Work item
Each line below that includes the word "forgot" is to be reported.

Data listing
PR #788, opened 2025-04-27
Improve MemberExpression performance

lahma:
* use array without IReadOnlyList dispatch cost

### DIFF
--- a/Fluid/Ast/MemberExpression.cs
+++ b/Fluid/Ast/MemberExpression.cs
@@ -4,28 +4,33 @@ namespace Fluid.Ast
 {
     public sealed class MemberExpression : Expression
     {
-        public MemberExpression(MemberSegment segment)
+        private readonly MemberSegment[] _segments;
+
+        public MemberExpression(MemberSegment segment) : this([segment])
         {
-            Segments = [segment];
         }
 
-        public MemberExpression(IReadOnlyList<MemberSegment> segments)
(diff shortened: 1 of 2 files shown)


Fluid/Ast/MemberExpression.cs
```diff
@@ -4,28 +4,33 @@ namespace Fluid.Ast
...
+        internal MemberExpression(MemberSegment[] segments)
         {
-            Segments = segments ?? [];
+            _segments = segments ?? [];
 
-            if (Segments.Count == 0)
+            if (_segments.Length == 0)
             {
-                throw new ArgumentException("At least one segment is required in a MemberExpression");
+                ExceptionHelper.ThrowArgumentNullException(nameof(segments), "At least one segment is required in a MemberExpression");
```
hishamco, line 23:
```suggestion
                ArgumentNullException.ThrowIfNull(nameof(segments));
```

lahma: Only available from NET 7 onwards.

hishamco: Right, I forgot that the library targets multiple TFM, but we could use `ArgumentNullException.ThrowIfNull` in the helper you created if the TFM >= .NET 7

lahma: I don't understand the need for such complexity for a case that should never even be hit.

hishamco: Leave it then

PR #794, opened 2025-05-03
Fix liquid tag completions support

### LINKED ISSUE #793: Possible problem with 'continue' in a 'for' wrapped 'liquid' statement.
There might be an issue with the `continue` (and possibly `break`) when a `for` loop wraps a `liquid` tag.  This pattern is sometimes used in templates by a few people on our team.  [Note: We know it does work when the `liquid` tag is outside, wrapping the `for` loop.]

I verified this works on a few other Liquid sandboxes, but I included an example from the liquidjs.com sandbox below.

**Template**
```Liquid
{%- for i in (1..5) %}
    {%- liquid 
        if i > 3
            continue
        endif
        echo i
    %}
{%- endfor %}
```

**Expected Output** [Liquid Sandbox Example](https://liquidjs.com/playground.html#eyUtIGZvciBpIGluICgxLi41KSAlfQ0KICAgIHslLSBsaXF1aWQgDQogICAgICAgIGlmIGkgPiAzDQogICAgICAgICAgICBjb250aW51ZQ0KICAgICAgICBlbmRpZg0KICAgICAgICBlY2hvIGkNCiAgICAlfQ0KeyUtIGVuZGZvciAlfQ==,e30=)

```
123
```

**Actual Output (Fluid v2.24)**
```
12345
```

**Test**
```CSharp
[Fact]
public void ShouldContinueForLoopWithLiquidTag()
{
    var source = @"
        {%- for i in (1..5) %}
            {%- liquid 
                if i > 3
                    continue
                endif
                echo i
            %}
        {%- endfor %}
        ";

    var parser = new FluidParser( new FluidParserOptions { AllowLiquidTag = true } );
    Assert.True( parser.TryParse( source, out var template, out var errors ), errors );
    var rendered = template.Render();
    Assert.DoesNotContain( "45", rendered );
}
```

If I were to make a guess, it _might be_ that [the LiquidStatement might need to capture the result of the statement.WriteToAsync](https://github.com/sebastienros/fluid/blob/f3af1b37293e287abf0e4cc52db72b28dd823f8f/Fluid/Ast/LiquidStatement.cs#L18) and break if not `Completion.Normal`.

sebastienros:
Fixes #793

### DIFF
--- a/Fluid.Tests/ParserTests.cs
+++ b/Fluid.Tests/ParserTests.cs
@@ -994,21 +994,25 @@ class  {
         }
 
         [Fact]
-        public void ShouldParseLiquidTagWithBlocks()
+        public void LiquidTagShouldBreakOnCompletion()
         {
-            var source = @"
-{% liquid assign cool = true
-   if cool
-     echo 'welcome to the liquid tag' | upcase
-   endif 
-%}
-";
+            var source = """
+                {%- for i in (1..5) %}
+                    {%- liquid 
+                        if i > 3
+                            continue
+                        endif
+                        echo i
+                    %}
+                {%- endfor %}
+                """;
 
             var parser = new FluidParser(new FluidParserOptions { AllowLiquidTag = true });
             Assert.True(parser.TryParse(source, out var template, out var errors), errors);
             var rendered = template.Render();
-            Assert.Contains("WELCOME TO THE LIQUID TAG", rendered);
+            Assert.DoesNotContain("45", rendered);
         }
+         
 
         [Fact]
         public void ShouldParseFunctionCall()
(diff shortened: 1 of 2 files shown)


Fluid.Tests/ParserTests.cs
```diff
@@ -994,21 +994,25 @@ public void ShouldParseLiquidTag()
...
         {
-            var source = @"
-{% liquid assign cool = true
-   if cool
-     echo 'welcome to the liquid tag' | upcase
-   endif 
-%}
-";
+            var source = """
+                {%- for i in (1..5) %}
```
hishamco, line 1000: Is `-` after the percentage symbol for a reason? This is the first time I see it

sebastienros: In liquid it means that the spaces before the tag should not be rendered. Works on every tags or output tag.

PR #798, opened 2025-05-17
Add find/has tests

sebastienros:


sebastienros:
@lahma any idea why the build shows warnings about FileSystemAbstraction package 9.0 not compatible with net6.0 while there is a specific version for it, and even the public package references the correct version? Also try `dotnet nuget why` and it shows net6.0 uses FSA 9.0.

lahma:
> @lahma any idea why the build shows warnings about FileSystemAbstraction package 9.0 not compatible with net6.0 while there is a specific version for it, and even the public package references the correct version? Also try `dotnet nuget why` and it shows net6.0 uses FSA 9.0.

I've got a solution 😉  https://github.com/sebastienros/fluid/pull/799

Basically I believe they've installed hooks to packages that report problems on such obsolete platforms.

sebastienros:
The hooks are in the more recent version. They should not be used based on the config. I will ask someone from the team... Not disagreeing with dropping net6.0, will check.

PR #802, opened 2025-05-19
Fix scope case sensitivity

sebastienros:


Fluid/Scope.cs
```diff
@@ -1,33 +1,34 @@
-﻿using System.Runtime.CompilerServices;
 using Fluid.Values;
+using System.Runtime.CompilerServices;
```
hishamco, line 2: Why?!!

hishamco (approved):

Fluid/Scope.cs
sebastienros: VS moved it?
==
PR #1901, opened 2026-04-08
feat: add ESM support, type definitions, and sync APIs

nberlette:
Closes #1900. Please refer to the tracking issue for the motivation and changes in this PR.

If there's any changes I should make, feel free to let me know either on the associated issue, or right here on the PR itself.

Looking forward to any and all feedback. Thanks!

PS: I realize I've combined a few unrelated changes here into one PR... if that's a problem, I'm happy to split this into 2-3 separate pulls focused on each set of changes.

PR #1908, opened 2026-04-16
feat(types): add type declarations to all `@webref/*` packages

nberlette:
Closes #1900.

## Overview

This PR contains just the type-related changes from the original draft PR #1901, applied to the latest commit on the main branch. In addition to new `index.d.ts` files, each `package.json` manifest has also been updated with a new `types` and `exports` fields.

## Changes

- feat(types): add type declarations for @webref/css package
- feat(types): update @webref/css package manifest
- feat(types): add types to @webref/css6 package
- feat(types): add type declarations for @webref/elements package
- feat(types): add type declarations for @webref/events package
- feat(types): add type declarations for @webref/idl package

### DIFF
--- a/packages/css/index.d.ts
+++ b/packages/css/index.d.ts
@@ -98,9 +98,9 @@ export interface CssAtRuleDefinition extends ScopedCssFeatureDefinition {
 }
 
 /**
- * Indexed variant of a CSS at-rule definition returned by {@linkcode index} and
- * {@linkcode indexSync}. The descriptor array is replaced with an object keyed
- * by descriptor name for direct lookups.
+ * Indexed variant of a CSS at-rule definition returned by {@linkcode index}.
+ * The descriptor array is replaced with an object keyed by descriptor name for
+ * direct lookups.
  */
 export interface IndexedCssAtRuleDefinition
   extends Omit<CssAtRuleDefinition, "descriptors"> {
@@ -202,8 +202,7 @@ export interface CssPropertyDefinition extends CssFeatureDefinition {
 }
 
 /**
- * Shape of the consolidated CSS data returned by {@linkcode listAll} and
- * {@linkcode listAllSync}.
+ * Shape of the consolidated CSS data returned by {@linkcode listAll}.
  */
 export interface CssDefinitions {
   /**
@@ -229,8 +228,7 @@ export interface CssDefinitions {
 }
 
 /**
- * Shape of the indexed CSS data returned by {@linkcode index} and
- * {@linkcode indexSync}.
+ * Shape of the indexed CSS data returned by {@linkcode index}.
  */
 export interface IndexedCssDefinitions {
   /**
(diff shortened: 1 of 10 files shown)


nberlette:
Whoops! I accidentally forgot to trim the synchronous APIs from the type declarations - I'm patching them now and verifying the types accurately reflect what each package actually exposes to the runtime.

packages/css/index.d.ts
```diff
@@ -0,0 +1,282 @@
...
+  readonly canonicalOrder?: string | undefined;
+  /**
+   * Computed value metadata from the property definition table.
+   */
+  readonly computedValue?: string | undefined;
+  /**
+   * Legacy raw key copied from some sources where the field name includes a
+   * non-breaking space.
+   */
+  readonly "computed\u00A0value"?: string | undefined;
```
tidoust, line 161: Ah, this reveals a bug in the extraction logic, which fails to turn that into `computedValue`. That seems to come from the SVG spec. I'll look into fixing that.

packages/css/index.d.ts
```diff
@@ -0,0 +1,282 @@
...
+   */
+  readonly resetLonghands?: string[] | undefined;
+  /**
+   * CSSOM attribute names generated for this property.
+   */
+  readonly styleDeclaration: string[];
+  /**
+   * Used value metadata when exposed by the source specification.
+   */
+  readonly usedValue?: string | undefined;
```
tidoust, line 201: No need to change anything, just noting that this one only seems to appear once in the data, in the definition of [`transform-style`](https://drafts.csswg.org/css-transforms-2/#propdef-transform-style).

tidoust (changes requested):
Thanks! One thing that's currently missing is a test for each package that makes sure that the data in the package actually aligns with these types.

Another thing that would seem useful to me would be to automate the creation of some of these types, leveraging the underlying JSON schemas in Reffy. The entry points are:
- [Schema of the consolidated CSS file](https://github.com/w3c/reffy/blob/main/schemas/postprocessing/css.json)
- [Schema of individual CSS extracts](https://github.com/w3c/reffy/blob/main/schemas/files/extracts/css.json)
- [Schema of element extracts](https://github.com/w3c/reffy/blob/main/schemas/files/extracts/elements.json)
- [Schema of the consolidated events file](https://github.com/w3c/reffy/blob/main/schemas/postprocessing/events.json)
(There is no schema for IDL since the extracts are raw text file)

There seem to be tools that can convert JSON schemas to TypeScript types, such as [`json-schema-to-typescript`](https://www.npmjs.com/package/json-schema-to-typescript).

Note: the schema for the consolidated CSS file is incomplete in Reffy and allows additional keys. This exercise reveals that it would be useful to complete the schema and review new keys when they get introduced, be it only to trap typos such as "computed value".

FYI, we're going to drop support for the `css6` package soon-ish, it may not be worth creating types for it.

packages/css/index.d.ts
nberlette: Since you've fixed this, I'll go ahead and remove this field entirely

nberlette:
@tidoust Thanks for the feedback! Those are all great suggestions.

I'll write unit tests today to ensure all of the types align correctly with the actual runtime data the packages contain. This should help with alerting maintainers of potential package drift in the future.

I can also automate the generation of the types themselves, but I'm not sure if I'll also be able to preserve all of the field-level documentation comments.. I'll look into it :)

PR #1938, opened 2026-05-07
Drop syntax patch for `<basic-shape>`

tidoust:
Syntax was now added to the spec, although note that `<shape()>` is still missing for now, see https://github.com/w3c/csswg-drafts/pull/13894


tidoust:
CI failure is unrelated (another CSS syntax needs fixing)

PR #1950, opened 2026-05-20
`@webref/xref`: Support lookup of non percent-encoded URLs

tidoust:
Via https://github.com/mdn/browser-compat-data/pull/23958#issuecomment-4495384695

Answer to this problem
hishamco: Right, I forgot that the library targets multiple TFM, but we could use `ArgumentNullException.ThrowIfNull` in the helper you created if the TFM >= .NET 7
Whoops! I accidentally forgot to trim the synchronous APIs from the type declarations - I'm patching them now and verifying the types accurately reflect what each package actually exposes to the runtime.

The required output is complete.